Komnas HAM Soroti RUU TNI yang Berisiko Hidupkan Dwifungsi TNI

- Komnas HAM temukan risiko dwifungsi TNI dalam revisi RUU TNI 2024.
- Perpanjangan usia pensiun prajurit TNI berisiko stagnansi regenerasi kepemimpinan dan inefisiensi anggaran.
- Komnas HAM berikan empat rekomendasi, termasuk mencegah kembalinya dwifungsi TNI dan melibatkan partisipasi publik dalam proses legislasi.
Jakarta, IDN Times - Komnas HAM mengungkapkan dua temuan utama terkait revisi Undang-Undang (RUU) TNI berdasarkan kajian yang dilakukan pada 2024. Salah satunya mengenai potensi risiko menghidupkan dwifungsi TNI.
"Pertama, usulan perluasan jabatan sipil bagi prajurit aktif. Perubahan Pasal 47 ayat 2 berisiko menghidupkan kembali praktik dwifungsi TNI," ujar Koordinator Sub Komisi Pemajuan HAM Anis Hidayah dalam konferensi pers di Komnas HAM, Rabu (19/3/2025).
1. Ada potensi kemunculan dwifungsi TNI

Dwifungsi TNI bertentangan dengan TAP MPR 7 Tahun 2000 tentang peran TNI dan Polri serta prinsip supremasi sipil dalam negara demokrasi. Menurut Anis, Tap MPR tersebut menegaskan TNI sebagai bagian dari rakyat demi membela kepentingan negara.
"Namun dalam perkembangan pembahasan RUU TNI saat ini, Komnas HAM mencatat adanya perubahan yang memungkinkan prajurit TNI aktif dapat menduduki jabatan pada 16 kementerian/lembaga sipil.

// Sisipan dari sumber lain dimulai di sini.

PR #10670, opened 2026-09-01
Tests - Case sensitive lookups and backup cleanup in seven test files

andreasjordan:
Test-only. Found by a full suite run against three case sensitive instances (`SQL_Latin1_General_CP1_CS_AS`) plus two leftovers the same run reported.

## Case sensitivity

- **Copy-DbaDbViewData.Tests.ps1**: two query-mode tests select `Id` from a column called `id` - "Invalid column name 'Id'" on a case sensitive instance (the same defect in `Copy-DbaDbTableData.Tests.ps1` is part of #10666).
- **New-DbaDatabase.Tests.ps1**: the tests create the log file with `-LogFileSuffix "_Log"` and then look it up as `LogFiles["<name>_log"]`. SMO collections follow the server collation, so on a case sensitive instance the lookup returns `$null` and the size and growth assertions fail. The lookups with the default suffix (`randomDb`) are untouched, they are `_log` for real.

- **Sync-DbaLoginPermission.Tests.ps1**: the setup batch says `USE Master`, which a case sensitive instance rejects, so the whole batch is dropped and the login never exists on the source - the sync then finds nothing and warns. The test also passed `-WarningVariable $warn` (an empty variable name), which hid exactly that warning. Now `master`, `warn`, and the setup runs with EnableException so a failing setup fails the file.

## Leftovers

- **Enable-DbaForceNetworkEncryption.Tests.ps1** enabled force encryption on `InstanceSingle` and never put it back; the registry value survives everything except an explicit Disable, and four lab instances had drifted to `True` that way. Both the Enable and the Disable test now read the state in `BeforeAll` and restore it in `AfterAll`.
- **Connect-DbaInstance.Tests.ps1** ("clones when using Backup-DabInstace") took two msdb backups with the same default name (same minute) and removed each with a silenced `Remove-Item`. One removal failed silently once and the file was reported as a leftover by the 18 following test files. The backups now get unique names, and the removal retries a few times and then asserts that the file is gone.
- **Measure-DbaBackupThroughput.Tests.ps1** removed its backup folder with a single `Remove-Item -Recurse` seconds after the backup, which once left the whole folder behind (55 files flagged it). Same treatment: retry, and let the last attempt report its error.

Neither leftover reproduced when the file ran alone, so both are timing races on the share rather than deterministic bugs; the retries make the cleanup robust either way.

## Tests

All seven files green through the testing-dbatools harness against the case sensitive lab (SQL Server 2019/2022/2025), with the Enable/Disable pair verified to leave `ForceEncryption` as it found it.

### DIFF
--- a/tests/Connect-DbaInstance.Tests.ps1
+++ b/tests/Connect-DbaInstance.Tests.ps1
@@ -929,16 +929,33 @@ Describe $CommandName -Tag IntegrationTests {
             # runs against a path that does not exist on the machine running the tests and silently does
             # nothing. The backup was then left behind on every remote instance, and because this file
             # runs early in the suite, every later test file reported it as a leftover of its own.
-            $results = Backup-DbaDatabase -SqlInstance $server -Database msdb -Path $TestConfig.Temp
+            # Each backup gets its own file name, because two backups within the same minute share the
+            # default name and the second one appends to the first.
+            $backupFiles = @()
+            $results = Backup-DbaDatabase -SqlInstance $server -Database msdb -Path $TestConfig.Temp -FilePath "msdb_$(Get-Random).bak"
             if ($results.FullName) {
-                Remove-Item -Path $results.FullName -ErrorAction SilentlyContinue
+                $backupFiles += $results.FullName
             }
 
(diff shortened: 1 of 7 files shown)


potatoqualitee (approved):
No material defects found.

PR #10671, opened 2026-09-01
Set-DbaNetworkCertificate - Say why a private key is unsuitable

andreasjordan:
## Problem

A certificate whose private key lives in a Key Storage Provider - what `New-SelfSignedCertificate` creates by default - is refused by `Set-DbaNetworkCertificate` with `Failed checks: PrivateKeyInvalid`. That sends people looking at key permissions, which are not the problem.

## Mechanism

SQL Server can only use a legacy CSP private key created with KeySpec `AT_KEYEXCHANGE`; CNG keys are not supported at all (Microsoft documentation). So the check was right - it just did not say why it failed. `Test-DbaNetworkCertificate` already knows the key type and key number, but the message did not use them.

## What changed

The failed check now names the requirement and describes the key it found: the type plus `KeyNumber` when the key is accessible, otherwise "not accessible or a CNG (Key Storage Provider) key". The check itself is unchanged. The `PrivateKeyValid` description of `Test-DbaNetworkCertificate` says the same.

## Tests

- New test on `InstanceRestart`: a default `New-SelfSignedCertificate` on the target host is refused with the new message and nothing is configured; the certificate is tracked and removed again in `AfterAll`.
- Lab: the command verified on PowerShell 7.6 and 5.1; `Set-DbaNetworkCertificate.Tests.ps1` green through the testing-dbatools harness against a case sensitive SQL Server 2022 as `InstanceRestart`. The first harness run caught the test itself handing the command an `Invoke-Command2` result without `-Raw` (an object with only a `Length`), fixed in the second commit.

### DIFF
--- a/public/Set-DbaNetworkCertificate.ps1
+++ b/public/Set-DbaNetworkCertificate.ps1
@@ -316,7 +316,20 @@ function Set-DbaNetworkCertificate {
                     if (-not $detailedCertTest.CertificateFound) { $failedChecks += "CertificateNotFound" }
                     if ($detailedCertTest.CertificateFound -and -not $detailedCertTest.KeyUsagesValid) { $failedChecks += "KeyUsagesInvalid" }
                     if ($detailedCertTest.CertificateFound -and -not $detailedCertTest.DnsNamesValid) { $failedChecks += "DnsNamesInvalid" }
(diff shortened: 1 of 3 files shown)


potatoqualitee (approved):
No material defects found.

potatoqualitee:
thank you 🙏🏼  btw fable 5.1 came out today. consensus so far is that it's more token hungry than fable 5 and so far, no bigger payoff, we'll see.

Selain itu, adanya pengaturan bahwa presiden ke depan bisa membuka ruang penempatan prajurit TNI aktif di sejumlah kementerian lainnya," ujarnya.
2. Komnas HAM soroti perpanjangan usia pensiun prajurit TNI

Komnas HAM juga menyoroti perpanjangan usia pensiun prajurit TNI. Anis menilai hal ini berisiko menyebabkan stagnansi regenerasi kepemimpinan, inefisiensi anggaran, hingga penumpukan personel tanpa kejelasan penempatan tugas.

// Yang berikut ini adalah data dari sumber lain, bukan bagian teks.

PR #10672, opened 2026-09-01
Connect-DbaInstance - Keep the tab completion cache of instance names an array

andreasjordan:
## Problem

The tab completion cache for `-SqlInstance` (`[Dataplat.Dbatools.TabExpansion.TabExpansionHost]::Cache["sqlinstance"]`) is a `System.String` instead of an array as soon as one instance is in it. From the second distinct instance on, every new name is concatenated onto that string, and because `-notcontains` then compares the whole string, every later connection to an already known instance appends its name again. In a long session the cache reads `sql05\sql2025sql05\sql2019sql05\sql2019sql05\sql2019...`, and the completer offers that blob instead of instance names. Both editions, reproduced with two `Connect-DbaInstance` calls: type `System.String`, value `sql05\sql2019sql05\sql2022`.

Surfaced in a full lab run: `Add-DbaInstanceList.Tests.ps1` failed with `Expected 'dbatoolsci_testinstance_...' to be found in collection sql05\sql2025sql05\sql2019sql05\sql2019...`. The file passes alone because a fresh process has an empty cache and a one-name string still satisfies `-contains`.

## Mechanism

The cache starts as `$null`. `$null += "x"` yields the string `"x"`, not a one-element array, and every writer used `+=`: `Connect-DbaInstance` after each connection, `Add-DbaInstanceList`, and `private/dynamicparams/sqlinstance.ps1` for the configured and environment instances. The `@()` initialisation in that script does not help, because the TEPP maintenance task that loads it runs later than the first connection in most sessions.

## What changed

- New private function `Add-DbaTeppInstanceName` (in `private/functions/tabcompletion`, so the TEPP maintenance runspace has it too): rebuilds the cache as an array every time, lower cases the names as the completer expects, skips empty entries and duplicates.
- The three writers call it instead of `+=`. No behaviour change beyond the cache being an array of unique names.

## Tests

- `Add-DbaInstanceList.Tests.ps1`: new test adds two instances and asserts the cache is an array containing both, with the first one exactly once. Red on old: `Expected $true, but got $false` on the array check (the cache is the string `dbatoolsci_testinstance2_...dbatoolsci_testinstance_...`).
- `Connect-DbaInstance.Tests.ps1`: new context connects to `InstanceMulti1` and `InstanceMulti2` and asserts both names are separate entries.
- Both files green through the testing-dbatools harness on PowerShell 7.6 and 5.1.

### DIFF
--- a/private/dynamicparams/sqlinstance.ps1
+++ b/private/dynamicparams/sqlinstance.ps1
@@ -5,18 +5,13 @@ if (-not [Dataplat.Dbatools.TabExpansion.TabExpansionHost]::Cache["sqlinstance"]
 
 # Load user-defined instances from config (set via Add-DbaInstanceList)
 foreach ($instance in (Get-DbatoolsConfigValue -FullName "TabExpansion.KnownInstances" -Fallback @())) {
-    if ($instance -and [Dataplat.Dbatools.TabExpansion.TabExpansionHost]::Cache["sqlinstance"] -notcontains $instance) {
-        [Dataplat.Dbatools.TabExpansion.TabExpansionHost]::Cache["sqlinstance"] += $instance
-    }
+    Add-DbaTeppInstanceName -Name $instance
 }
 
 # Load from environment variable (comma-separated list, e.g. set in PowerShell profile)
 if ($env:DBATOOLS_KNOWN_INSTANCES) {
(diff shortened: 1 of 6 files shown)


potatoqualitee (approved):
No material defects found.

potatoqualitee:
nice change, thank you 🙏🏼

PR #10673, opened 2026-09-01
Get-DbaWsfcResourceGroup - Name the PartialOnline and Pending states of a resource group

andreasjordan:
## Problem

`Get-DbaWsfcResourceGroup` and `Get-DbaWsfcRole` report `State = 3` for a resource group that has one resource offline, and `4` for a group in transition. The documentation promises "Online, Offline, Failed, or Unknown", and both test files assert that every state is translated - which is how this surfaced in the lab: after a cluster resource restart both SQL Server groups sat at `PartialOnline` for a while (their CEIP service resources had stayed offline) and both files failed with `Expected $null or empty, but got @('SQL Server (MSSQLSERVER)', 'SQL Server (SQL2022)')`.

## Mechanism

`private/functions/Get-ResourceGroupState.ps1` maps -1/0/1/2 and returns the raw number for everything else. `MSCluster_ResourceGroup.State` has two more documented values: 3 = PartialOnline, 4 = Pending.

## What changed

- `Get-ResourceGroupState` names 3 as `PartialOnline` and 4 as `Pending`; anything else still comes back as the number, as before.
- The `.OUTPUTS` / `.DESCRIPTION` of both commands list the two new names.
- Both test files accept them in "Translates the state of every resource group / role".
- New unit test in `Get-DbaWsfcResourceGroup.Tests.ps1` that pins all six translations, run in module scope. Red on old: `Expected 'PartialOnline', but got 3`.

## Tests

- Unit test green in both editions.
- Lab: both files green against the lab cluster with the groups fully online; and with one CEIP resource taken offline on purpose (group `PartialOnline`), the old code fails the translation assertion and the new code passes it. CEIP brought back online afterwards.

### DIFF
--- a/private/functions/Get-ResourceGroupState.ps1
+++ b/private/functions/Get-ResourceGroupState.ps1
@@ -4,6 +4,8 @@ function Get-ResourceGroupState ($state) {
         0 { "Online" }
         1 { "Offline" }
         2 { "Failed" }
+        3 { "PartialOnline" }
+        4 { "Pending" }
         default { $state }
     }
 }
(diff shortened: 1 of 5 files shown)


potatoqualitee (approved):
No material defects found.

"Selain itu, alasan jaminan kesejahteraan prajurit tidak dapat dijawab semata2 dengan perpanjangan usia prajurit aktif, tetapi melalui penguatan jaminan kesejahteraan yang lebih komprehensif, mulai dari penggajian dan tunjangan lainnya," ujarnya.

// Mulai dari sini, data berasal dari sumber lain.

PR #340, opened 2018-09-18
Update Maya fileDialog's start-dir when task changed

davidlatwe:
### Before:
task_before

FileDialog's start-dir will stay at previous opened folder path after task changed.

### After:
task_after

Now it will point to the scenes folder of that task after task changed.
And, this is not recorded in GIF, but it will prompt a confirm dialog to notify artist to use Launcher, due to the workspace of that task is un-initialized (folder not exists).

### DIFF
--- a/avalon/maya/pipeline.py
+++ b/avalon/maya/pipeline.py
@@ -4,7 +4,7 @@ import errno
 import importlib
 import contextlib
 
-from maya import cmds, mel, OpenMaya
+from maya import cmds, OpenMaya
 from pyblish import api as pyblish
 
 from . import lib, compat
@@ -567,13 +567,10 @@ def _on_task_changed(*args):
     workdir = api.Session["AVALON_WORKDIR"]
     if os.path.exists(workdir):
         logger.info("Updating Maya workspace for task change to %s", workdir)
+
         _set_project()
 
-        # Update file dialog starting dir
-        # (NOTE) using `mel.eval` because this `workspace` Python cmd failed
-        #   in Maya 2017 +
-        frule_scene = mel.eval("workspace -q -fileRuleEntry \"scene\"")
-
+        frule_scene = cmds.workspace(fileRuleEntry="scene")
         cmds.optionVar(stringValue=("browserLocationmayaBinaryscene",
                                     workdir + "/" + frule_scene))
 
--- a/avalon/maya/pipeline.py
+++ b/avalon/maya/pipeline.py
@@ -577,15 +577,3 @@ def _on_task_changed(*args):
     else:
         logger.warning("Can't set project for new context because "
                        "path does not exist: %s", workdir)
-
-        asset = api.Session["AVALON_ASSET"]
-        task = api.Session["AVALON_TASK"]
-        cmds.confirmDialog(
-            title="Context Manager - Context Not Exists",
-            icon="warning",
-            messageAlign="center",
-            message=("Can't set project for new context because the workspace "
-                     "of context <{asset} - {task}> not exists yet.\nPlease "
-                     "use Avalon Launcher to enter."
-                     "".format(asset=asset, task=task)),
-        )
--- a/avalon/maya/pipeline.py
+++ b/avalon/maya/pipeline.py
@@ -4,7 +4,7 @@ import errno
 import importlib
 import contextlib
 
-from maya import cmds, OpenMaya
+from maya import cmds, mel, OpenMaya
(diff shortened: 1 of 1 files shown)


davidlatwe:
One thing that I am not sure of is, should we reset back to previous context when Avalon says new context's workspace not exists ?

To me, I think it should, and the workspace check should implement in `avalon.api.update_current_task`, right before emitting `taskChanged`, raise error if not exists, and the prompt dialog should be implement in context manager.

What do you think ?

BigRoy:
> One thing that I am not sure of is, should we reset back to previous context when Avalon says new context's workspace not exists ?

We have on task changed callback that creates the workspace if it does not exist yet (in Colorbleed config). So for us it's fine if it does not exist yet. :) Does that help?

Could port that somehow to core? (Thinking of it... that might even be in our core repo, but I am not sure)

davidlatwe:
Oh I see~
I found the implementation of workspace initialization in Colorbleed config, you use `avalon.Application` to initialize it, which making more sense ! Nice :P

Then I think I will remove the prompt dialog in this PR.

> Could port that somehow to core?

I think we can ship that logic to core in next PR, take Maya for example:

```python
# avalon/pipeline.py
...

def on_task_changed(*args):
    """Wrapped function of app initialize and maya's on task changed
    (copied from Colorbleed config)
    """

    # Inputs (from the switched session and running app)
    session = avalon.Session.copy()
    app_name = os.environ["AVALON_APP_NAME"]

    # Find the application definition
    app_definition = pipeline.lib.get_application(app_name)

    App = type("app_%s" % app_name,
               (avalon.Application,),
               {"config": app_definition.copy()})

    # Initialize within the new session's environment
    app = App()
    env = app.environ(session)
    app.initialize(env)
```

```python
# avalon/maya/pipeline.py
from .. import pipeline
...

def _on_task_changed(*args):
    pipeline.on_task_changed()

    # Do something app specific action..
    _update_menu_task_label()
    workdir = api.Session["AVALON_WORKDIR"]
    if os.path.exists(workdir):
        _set_project()
        ...
```

Then `avalon.maya.install()` will register this chained callback for us !

>  (Thinking of it... that might even be in our core repo, but I am not sure)

I'll go there and sniff around for good stuff :D

avalon/maya/pipeline.py
```diff
@@ -568,6 +568,27 @@ def _on_task_changed(*args):
     if os.path.exists(workdir):
         logger.info("Updating Maya workspace for task change to %s", workdir)
         _set_project()
+
+        # Update file dialog starting dir
+        # (NOTE) using `mel.eval` because this `workspace` Python cmd failed
+        #   in Maya 2017 +
+        frule_scene = mel.eval("workspace -q -fileRuleEntry \"scene\"")
```
BigRoy: I think in Python it somehow is:

```python
import maya.cmds as cmds
cmds.workspace(fileRuleEntry="scene")
```

Thus without the query. I think it was different in older versions of Maya where it would actually need the query flag, but haven't tested it.

Thanks for the comment here.

BigRoy:
> I'll go there and sniff around for good stuff :D

Sure do! ;) 

This Maya browser fix is already really good - nice work!

avalon/maya/pipeline.py
davidlatwe: So this is the command that fit to all version...
I gave it a test run, and [all passed](https://travis-ci.org/davidlatwe/maya-test/builds/429989661)
I will change to this cmd, much simpler.

davidlatwe:
Thanks @BigRoy :)
I'll leave it as is and merge in next couple day if no further objections.

BigRoy:
The warning message might still be conflicting with our "solution" to ensuring the workspace actually exists in our config. Because I think ours will do it directly after this callback - so the user gets warned for no apparent reason?

Can we avoid the pop-up but just have it log a sensical message?

davidlatwe:
> Because I think ours will do it directly after this callback

On the contrary, I believe it's initializing workspace before this callback, cause I just *stealing* your "solutions". :P

But since you have mentioned, I will remove that for good, I now aware it's a bit redundant for the future development heading.

davidlatwe:
Done. I leave the logger warning massage as is, should be fine right ?

BigRoy:
Sure is! Thanks again. Feel free to merge!

davidlatwe:
Merging this. Thanks @BigRoy  :)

3. Empat rekomendasi Komas HAM soal RUU TNI

Komnas HAM memberikan empat rekomendasi untuk dipertimbangkan pemerintah dan DPR dalam proses RUU TNI:
- Melakukan evaluasi implementasi UU 34/2004 tentang TNI secara menyeluruh. pemerintah perlu melakukan audit komprehensif thdp implementasi UU TNI dan efektivitas peran TNI dalam sistem pertahanan negara sebelum mengusulkan perubahan regulasi
- Menjamin paritsipasi publik yang bermakna dalam proses legislasi. penyusunan RUU harus dilakukan secara transparan dan inklusif dengan melibatkan akademisi, masyarakat sipil, serta komunitas yang berdampak langsung dari kebijakan ini
- Mencegah kembalinya dwifungsi TNI. Revisi UU TNI harus memeprkuat peran TNI yang profesional dalam sektor keamaan serta memperkuat supremasi sipil
- Mengkaji ulang perpanjangan usia pensiun. usulan perpanjagnan masa dinas prajurit harus mempertimbangkan struktur organisasi TNI, regenarasi kepemimpinan, demi kesejahteraan dan profesionalistme TNI dan efisiensi anggaran pertahanan.